Sunday, April 21, 2013

DB2 Export and Load Using Compression & Named Pipes

Have you ever tried to export a very large table from your DB2 database and the dump was so huge that filled up the filesystem? Then you dug the DB2 Infocenter just to find there's no such thing as a compress option for the db2 export command. Damn it!
Well, everything is not lost, you should try a pearl called named pipe.

Instead of a conventional, unnamed, shell pipeline, a named pipeline makes use of the filesystem. It is explicitly created using mkfifo, and two separate processes can access the pipe by name: one process can open it as a reader, and the other as a writer.

For example, one can create a pipe and set up gzip to compress things piped to it:

mkfifo /tmp/mypipe 
gzip -c < /tmp/mypipe > mytable.del.gz & 

In a separate process, independently, one could send the data to be compressed:

db2 "export to /tmp/mypipe of del select * from myschema.mytable" 

The dump will be compressed by the background process you created and directed to the compressed file mytable.del.gz. Later the named pipe can be deleted just like any file:

rm /tmp/mypipe

The other way around is also possible, you can pipe the output of gzip into a named pipe like so:

mkfifo /tmp/mypipe 
cat employee.del.gz | gzip -dc > /tmp/mypipe & 

Then load the uncompressed data into your DB2 table:

db2 "load from /tmp/mypipe of del replace into myschema.mytable nonrecoverable" 

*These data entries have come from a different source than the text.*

PR #20, opened 2020-05-05
to fix trivia in version checking

sdminonne:
@pmorie as far as I understand this is needed to have something working


sdminonne:
Sorry, realized afterwards code is vendored. This https://github.com/openshift/build-machinery-go/pull/15 is (hopefully) better off

PR #22, opened 2020-05-09
Add sever url in agentcore

qiujian16:
Need this to be set from API


nucleus/v1/types.go
```diff
@@ -97,6 +97,22 @@ type SpokeCoreSpec struct {
 	// The spoke agent generates a random name if it is not set, or discovers the appropriate cluster name on openshift.
 	// +optional
 	ClusterName string `json:"clusterName,omitempty" protobuf:"bytes,4,opt,name=clusterName"`
+
+	// ExternalAPIServer represents the apiserver url and ca bundle that is accessible externally
+	// +optional
+	ExternalAPIServer ServerURL `json:"externalSeverURL,omitempty" protobuf:"bytes,5,opt,name=externalSeverURL"`
```
deads2k: I'm thinking this should be a slice to accommodate multiples and you should explain what empty slice means.

pmorie: Typo: `externalServerURL`

Agree that this should be a slice.

qiujian16: update to slice, also change the `spokeClientConfig` on spoke cluster to slice.

qiujian16: update to slice, also change the `spokeClientConfig` on spoke cluster to slice.

PR #23, opened 2020-05-11
Enable preserveUnknowField

qiujian16:
This is to set preserveUnknowField in work api to true, since we
have runtime.RawExtension in the spec.


deads2k:
ask @damemi and/or @sttts if this is the right way to do this.  It doesn't look right to me because I would expect the `preserveUnknown` to be on *only* the fields that are un-schemad and this looks to be on everything

/hold

sttts:
> since we have runtime.RawExtension in the spec.

Are these RawExtension real objects with `TypeMeta` and `ObjectMeta`? For that purpose we have `x-kubernetes-embeded-resource: true`. For true raw JSON data, there is `x-kubernetes-preserve-unknown-fields: true`.

qiujian16:
These are real objects with `TypeMeta` and `ObjectMeta`

sttts:
Here is an example: https://github.com/kubernetes-sigs/controller-tools/pull/345/files#diff-862d6e06a6705fcf1b7782d96f1e003aR128

work/v1/0000_00_work.open-cluster-management.io_manifestworks.crd.yaml
```diff
@@ -43,14 +43,18 @@ spec:
...
+              items:
+                description: ManifestsTemplate represents the manifest workload to
+                  be deployed on spoke cluster
+                type: object
+                properties:
+                  manifest:
+                    description: Manifest represents a resource to be deployed on
+                      the spoke
                     type: object
+                    x-kubernetes-preserve-unknown-fields: true
```
sttts, line 56: fyi, this means you can put in any object type (pods, services, builds, anything...). If you know this type more concretely, you could also specify the schema here instead of `x-kubernetes-preserve-unknown-fields: true`.

deads2k: > fyi, this means you can put in any object type (pods, services, builds, anything...). If you know this type more concretely, you could also specify the schema here instead of `x-kubernetes-preserve-unknown-fields: true`.

it really is an anything field.

work/v1/types.go
```diff
@@ -52,14 +52,16 @@ type ManifestWork struct {
...
 	// Workload represents the manifest workload to be deployed on spoke cluster
-	Workload ManifestsTemplate `json:"workload,omitempty" protobuf:"bytes,1,opt,name=workload"`
+	Workload []ManifestsTemplate `json:"workload,omitempty" protobuf:"bytes,1,opt,name=workload"`
 }
 
 // ManifestsTemplate represents the manifest workload to be deployed on spoke cluster
 type ManifestsTemplate struct {
-	// Manifests represents a list of kuberenetes resources to be deployed on the spoke cluster.
-	// +optional
-	Manifests []runtime.RawExtension `json:"manifests,omitempty" protobuf:"bytes,2,rep,name=manifests"`
```
deads2k, line 62: @sttts can we keep this a slice and have each member of the slice unchecked?

sttts: I believe you have to type alias `runtime.RawExtension` with controller-tools and annotate the new type with `+kubebuilder:validation:EmbeddedResource` and `+kubebuilder:pruning:PreserveUnknownFields`.

sttts:
```Golang
Manifests []Manifest `json:"manifests,omitempty" protobuf:"bytes,2,rep,name=manifests"`

// +kubebuilder:validation:EmbeddedResource
// +kubebuilder:pruning:PreserveUnknownFields
type Manifest runtime.RawExtension
```

qiujian16: it seems not work, the generated crd has a field like
```
manifest:
     description: Manifests represents a list of kuberenetes resources
          to be deployed on the spoke cluster.
      type: array
      items:
         $ref: '#/definitions/k8s.io~1apimachinery~1pkg~1runtime~0RawExtension'
```

qiujian16: inlining RawExtension works. Please help to check if it is a valid pattern.

PR #25, opened 2020-05-20
Update nucleus default ns

qiujian16:


nucleus/v1/types.go
```diff
@@ -81,7 +81,7 @@ type SpokeCore struct {
 type SpokeCoreSpec struct {
 	// Namespace is the namespace to deploy the agent.
 	// The namespace must have a prefix of "open-cluster-management-", and if it is not set,
-	// the namespace of "open-cluster-management" is used to deploy agent.
+	// the namespace of "open-cluster-management-core" is used to deploy agent.
```
deads2k: sorry, i should have noticed this before. If we do this, then cleanup becomes more complicated (cannot simply delete the namespace).  One more change.  Can you do `open-cluster-management-{spoke,hub}`?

Remove the pipe after the load is completed:

rm /tmp/mypipe

Without this named pipe one would need to write out the entire uncompressed version of mytable.del.gz before loading it into DB2. Writing the temporary file is both time consuming and results in more I/O and less free space on the hard drive. I found it really useful for big tables, who's with me??